(Data extracted from a collection)
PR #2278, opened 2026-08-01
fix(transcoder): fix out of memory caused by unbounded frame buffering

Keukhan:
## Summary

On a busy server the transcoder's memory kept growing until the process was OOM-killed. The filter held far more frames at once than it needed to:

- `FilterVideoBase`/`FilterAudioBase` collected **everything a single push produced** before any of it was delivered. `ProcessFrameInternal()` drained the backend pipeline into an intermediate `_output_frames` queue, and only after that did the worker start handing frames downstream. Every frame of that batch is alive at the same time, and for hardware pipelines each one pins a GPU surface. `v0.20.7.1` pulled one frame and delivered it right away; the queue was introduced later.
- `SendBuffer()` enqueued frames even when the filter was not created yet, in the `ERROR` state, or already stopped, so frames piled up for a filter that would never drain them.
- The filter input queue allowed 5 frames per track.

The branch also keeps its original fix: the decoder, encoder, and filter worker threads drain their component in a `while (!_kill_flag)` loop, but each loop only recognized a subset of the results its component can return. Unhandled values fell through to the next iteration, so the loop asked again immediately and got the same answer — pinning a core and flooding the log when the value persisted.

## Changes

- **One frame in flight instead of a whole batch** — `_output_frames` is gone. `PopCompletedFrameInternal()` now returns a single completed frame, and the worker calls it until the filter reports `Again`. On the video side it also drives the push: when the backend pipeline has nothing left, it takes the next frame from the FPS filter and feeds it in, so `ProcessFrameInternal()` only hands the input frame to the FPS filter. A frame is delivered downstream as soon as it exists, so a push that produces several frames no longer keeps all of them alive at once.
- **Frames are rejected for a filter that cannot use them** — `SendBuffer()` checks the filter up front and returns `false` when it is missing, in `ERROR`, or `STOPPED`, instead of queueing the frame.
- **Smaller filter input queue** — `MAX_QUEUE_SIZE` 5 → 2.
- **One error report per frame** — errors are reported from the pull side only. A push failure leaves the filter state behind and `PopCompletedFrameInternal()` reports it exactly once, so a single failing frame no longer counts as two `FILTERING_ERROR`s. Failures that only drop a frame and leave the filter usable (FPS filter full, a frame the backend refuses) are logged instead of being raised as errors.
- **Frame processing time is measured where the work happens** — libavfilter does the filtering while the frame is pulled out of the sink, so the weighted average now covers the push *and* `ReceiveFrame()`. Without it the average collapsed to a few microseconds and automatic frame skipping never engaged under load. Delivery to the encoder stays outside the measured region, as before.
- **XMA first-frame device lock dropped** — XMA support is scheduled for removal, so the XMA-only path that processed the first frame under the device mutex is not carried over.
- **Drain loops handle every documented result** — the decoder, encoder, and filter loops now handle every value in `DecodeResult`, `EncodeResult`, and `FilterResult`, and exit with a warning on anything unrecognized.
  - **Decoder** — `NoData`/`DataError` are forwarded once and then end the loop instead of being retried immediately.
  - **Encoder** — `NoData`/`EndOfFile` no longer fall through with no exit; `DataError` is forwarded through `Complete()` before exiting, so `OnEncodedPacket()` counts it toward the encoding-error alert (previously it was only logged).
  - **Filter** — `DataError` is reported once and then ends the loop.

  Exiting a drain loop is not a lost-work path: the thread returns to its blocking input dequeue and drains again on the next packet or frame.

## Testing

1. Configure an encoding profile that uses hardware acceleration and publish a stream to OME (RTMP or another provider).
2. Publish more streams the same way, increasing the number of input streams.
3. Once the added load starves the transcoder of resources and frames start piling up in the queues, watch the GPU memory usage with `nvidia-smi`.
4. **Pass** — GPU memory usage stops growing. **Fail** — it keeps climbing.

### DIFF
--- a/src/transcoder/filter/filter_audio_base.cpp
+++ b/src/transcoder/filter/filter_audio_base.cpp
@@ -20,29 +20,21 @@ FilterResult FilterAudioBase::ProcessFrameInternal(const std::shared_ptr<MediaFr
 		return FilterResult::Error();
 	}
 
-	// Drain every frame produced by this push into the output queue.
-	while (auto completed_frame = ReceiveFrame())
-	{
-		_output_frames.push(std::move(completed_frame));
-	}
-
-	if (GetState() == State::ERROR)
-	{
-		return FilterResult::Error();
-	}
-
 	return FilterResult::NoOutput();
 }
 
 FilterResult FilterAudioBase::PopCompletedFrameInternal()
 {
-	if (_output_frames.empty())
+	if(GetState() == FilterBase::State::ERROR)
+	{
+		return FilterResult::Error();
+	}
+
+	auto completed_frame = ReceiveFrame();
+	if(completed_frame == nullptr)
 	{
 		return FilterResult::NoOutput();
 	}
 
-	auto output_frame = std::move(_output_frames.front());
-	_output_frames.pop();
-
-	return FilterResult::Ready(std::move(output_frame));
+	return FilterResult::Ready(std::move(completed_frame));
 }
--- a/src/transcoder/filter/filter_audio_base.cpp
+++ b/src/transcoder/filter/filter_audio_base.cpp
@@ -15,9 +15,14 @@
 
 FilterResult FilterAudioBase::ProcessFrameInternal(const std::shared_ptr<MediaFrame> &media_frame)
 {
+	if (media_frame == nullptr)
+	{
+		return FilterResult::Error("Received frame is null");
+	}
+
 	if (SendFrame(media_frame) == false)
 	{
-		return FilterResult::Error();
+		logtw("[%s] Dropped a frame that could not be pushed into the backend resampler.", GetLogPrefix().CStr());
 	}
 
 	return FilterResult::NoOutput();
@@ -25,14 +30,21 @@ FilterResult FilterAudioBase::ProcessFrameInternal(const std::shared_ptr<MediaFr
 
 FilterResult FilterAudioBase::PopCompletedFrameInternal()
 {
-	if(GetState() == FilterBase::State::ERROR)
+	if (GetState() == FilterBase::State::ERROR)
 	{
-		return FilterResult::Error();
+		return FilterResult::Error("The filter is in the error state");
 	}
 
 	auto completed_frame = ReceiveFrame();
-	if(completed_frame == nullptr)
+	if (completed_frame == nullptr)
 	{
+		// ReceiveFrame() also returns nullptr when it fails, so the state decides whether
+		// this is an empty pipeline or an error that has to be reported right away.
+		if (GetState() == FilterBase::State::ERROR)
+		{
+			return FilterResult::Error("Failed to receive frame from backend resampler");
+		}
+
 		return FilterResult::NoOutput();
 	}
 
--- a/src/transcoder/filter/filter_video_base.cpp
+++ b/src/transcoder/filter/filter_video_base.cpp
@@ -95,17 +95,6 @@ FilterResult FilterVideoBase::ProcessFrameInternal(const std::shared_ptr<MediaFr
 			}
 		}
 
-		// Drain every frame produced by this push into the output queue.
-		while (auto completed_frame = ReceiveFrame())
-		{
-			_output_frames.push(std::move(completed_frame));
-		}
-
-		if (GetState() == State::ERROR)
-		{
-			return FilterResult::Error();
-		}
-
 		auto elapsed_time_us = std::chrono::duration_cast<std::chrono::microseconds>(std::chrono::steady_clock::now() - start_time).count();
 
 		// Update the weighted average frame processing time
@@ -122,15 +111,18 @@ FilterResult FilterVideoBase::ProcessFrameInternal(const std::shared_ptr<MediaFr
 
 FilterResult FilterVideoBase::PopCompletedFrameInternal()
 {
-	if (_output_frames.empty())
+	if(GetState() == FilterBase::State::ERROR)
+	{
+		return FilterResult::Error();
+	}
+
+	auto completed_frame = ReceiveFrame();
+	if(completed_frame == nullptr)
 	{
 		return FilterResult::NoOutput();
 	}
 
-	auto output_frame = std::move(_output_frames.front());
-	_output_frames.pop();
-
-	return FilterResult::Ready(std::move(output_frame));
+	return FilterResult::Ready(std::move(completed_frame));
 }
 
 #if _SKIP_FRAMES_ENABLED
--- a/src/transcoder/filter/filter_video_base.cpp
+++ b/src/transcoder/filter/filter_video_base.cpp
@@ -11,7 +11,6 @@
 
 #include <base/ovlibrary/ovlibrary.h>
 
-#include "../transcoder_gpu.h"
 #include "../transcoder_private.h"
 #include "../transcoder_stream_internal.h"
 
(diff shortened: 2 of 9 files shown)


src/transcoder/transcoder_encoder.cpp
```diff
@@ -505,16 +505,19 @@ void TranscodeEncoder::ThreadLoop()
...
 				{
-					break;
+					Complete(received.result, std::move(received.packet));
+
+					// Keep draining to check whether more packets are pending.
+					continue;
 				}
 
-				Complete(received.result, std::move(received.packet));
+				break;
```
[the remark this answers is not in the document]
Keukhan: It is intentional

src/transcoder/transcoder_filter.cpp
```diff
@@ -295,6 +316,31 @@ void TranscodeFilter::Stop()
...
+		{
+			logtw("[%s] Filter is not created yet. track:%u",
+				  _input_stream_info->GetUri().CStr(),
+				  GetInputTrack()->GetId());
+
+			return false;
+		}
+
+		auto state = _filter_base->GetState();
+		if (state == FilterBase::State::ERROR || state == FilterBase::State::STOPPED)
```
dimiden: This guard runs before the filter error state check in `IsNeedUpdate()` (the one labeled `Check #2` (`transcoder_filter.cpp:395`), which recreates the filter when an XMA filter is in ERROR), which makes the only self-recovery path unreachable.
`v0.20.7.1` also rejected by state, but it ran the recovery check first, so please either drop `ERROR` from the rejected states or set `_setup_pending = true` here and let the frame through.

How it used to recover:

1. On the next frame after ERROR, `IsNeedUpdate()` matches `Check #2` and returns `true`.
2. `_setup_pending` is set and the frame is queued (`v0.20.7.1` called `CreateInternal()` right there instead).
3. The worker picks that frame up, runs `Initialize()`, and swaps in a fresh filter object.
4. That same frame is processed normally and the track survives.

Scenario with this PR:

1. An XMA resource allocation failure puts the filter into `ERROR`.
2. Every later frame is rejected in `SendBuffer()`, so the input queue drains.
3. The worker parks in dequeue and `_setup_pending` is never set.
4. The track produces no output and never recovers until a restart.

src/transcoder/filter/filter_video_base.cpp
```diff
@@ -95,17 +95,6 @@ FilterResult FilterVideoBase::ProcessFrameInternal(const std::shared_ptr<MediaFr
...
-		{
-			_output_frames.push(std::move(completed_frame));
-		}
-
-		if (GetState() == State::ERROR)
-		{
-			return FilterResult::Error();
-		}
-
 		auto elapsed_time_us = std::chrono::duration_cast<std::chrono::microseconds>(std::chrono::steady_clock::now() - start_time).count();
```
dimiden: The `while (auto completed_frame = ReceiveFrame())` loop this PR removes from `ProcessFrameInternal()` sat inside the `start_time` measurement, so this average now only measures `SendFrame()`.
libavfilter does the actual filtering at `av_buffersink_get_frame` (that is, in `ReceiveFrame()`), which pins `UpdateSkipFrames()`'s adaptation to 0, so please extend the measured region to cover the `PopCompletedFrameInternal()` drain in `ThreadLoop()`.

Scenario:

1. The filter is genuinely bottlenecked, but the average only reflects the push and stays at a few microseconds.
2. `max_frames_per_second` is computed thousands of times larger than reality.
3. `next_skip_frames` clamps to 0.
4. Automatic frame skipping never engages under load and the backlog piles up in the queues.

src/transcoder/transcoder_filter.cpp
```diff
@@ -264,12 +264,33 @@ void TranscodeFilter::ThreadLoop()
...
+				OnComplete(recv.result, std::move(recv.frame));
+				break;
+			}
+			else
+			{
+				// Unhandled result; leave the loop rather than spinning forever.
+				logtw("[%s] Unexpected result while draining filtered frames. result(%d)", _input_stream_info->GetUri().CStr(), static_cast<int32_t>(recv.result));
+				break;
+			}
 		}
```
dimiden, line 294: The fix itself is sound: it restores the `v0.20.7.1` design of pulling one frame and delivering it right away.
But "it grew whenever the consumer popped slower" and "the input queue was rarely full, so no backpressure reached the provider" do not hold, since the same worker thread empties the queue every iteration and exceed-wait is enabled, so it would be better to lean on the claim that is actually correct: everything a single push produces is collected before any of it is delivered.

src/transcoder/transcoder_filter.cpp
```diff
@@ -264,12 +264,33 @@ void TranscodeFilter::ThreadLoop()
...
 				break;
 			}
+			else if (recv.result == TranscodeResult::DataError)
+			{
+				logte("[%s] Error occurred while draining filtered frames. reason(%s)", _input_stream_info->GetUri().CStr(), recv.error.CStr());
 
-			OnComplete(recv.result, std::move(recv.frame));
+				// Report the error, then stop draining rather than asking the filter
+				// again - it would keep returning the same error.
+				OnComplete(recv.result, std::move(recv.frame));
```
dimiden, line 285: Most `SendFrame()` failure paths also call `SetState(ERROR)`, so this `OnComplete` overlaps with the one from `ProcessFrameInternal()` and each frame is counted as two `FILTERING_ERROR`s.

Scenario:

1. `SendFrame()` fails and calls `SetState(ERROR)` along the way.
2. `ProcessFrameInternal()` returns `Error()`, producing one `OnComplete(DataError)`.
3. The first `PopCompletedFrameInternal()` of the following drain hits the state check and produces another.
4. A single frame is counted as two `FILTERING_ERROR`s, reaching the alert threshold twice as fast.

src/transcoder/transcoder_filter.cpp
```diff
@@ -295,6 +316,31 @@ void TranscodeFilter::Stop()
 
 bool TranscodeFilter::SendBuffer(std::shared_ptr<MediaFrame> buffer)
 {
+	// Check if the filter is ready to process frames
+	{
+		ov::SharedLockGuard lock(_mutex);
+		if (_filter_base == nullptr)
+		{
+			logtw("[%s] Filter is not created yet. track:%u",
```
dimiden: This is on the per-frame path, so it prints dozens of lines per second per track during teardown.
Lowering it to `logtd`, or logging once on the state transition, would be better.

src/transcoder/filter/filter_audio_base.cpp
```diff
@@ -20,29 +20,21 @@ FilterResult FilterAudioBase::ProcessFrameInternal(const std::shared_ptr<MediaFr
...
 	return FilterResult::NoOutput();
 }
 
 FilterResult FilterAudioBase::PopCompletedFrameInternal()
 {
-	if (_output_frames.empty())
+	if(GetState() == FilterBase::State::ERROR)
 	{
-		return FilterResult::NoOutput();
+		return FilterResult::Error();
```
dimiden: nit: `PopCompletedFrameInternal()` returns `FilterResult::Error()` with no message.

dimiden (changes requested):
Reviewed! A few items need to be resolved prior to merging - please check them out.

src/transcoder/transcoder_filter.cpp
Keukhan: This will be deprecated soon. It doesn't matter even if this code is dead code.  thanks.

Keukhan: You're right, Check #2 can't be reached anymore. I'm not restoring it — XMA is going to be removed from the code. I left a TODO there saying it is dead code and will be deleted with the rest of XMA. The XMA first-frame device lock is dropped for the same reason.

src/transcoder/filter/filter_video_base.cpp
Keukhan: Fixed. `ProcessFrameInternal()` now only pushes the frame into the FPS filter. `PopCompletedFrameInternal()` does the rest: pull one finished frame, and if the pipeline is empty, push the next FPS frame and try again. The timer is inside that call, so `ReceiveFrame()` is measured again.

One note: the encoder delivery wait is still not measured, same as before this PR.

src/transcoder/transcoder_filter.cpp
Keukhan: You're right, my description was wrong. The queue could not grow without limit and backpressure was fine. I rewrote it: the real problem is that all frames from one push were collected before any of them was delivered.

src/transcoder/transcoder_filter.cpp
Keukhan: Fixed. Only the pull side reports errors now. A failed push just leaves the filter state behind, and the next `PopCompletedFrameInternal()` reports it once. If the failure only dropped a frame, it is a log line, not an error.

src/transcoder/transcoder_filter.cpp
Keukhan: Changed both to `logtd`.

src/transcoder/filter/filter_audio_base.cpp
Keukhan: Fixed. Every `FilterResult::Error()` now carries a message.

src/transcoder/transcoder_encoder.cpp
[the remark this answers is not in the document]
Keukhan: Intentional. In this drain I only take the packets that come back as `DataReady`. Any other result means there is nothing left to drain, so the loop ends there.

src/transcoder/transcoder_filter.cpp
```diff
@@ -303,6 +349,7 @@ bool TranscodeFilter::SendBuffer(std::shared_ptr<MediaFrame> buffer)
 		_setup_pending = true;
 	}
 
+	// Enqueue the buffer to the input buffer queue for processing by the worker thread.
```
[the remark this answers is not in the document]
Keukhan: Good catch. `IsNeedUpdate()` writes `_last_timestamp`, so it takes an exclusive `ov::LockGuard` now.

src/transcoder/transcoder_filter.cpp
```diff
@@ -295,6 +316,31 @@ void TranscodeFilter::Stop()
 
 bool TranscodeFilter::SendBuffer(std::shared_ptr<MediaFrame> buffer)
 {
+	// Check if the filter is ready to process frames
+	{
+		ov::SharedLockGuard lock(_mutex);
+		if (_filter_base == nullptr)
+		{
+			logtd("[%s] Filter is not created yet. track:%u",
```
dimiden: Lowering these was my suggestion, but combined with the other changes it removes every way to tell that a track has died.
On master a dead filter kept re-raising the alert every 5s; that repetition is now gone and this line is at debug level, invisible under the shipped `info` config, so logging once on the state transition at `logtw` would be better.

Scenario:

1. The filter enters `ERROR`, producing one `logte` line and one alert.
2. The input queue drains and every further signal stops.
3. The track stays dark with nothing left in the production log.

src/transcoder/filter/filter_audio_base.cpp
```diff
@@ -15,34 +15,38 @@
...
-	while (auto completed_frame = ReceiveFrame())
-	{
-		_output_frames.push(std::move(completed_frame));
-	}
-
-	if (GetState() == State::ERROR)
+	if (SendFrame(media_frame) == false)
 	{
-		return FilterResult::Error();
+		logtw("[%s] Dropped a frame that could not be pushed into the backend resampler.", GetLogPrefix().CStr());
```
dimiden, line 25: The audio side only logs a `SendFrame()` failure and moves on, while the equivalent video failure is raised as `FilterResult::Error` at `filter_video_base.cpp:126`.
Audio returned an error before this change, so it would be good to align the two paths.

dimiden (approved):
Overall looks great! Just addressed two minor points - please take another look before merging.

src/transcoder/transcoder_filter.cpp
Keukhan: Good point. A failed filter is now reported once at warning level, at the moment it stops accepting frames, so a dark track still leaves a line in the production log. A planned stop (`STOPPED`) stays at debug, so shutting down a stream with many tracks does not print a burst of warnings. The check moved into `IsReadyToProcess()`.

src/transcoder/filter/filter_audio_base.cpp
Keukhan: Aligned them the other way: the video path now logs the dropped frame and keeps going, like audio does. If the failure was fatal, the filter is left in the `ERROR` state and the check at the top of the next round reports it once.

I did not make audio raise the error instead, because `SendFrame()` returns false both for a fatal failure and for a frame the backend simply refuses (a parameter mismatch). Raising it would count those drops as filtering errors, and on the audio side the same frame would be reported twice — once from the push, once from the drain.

● **REQUIREMENT**
Identify how many lines in the entries above contain the word "false" and provide only that figure.

● **SOLUTION TO THE EXERCISE**
5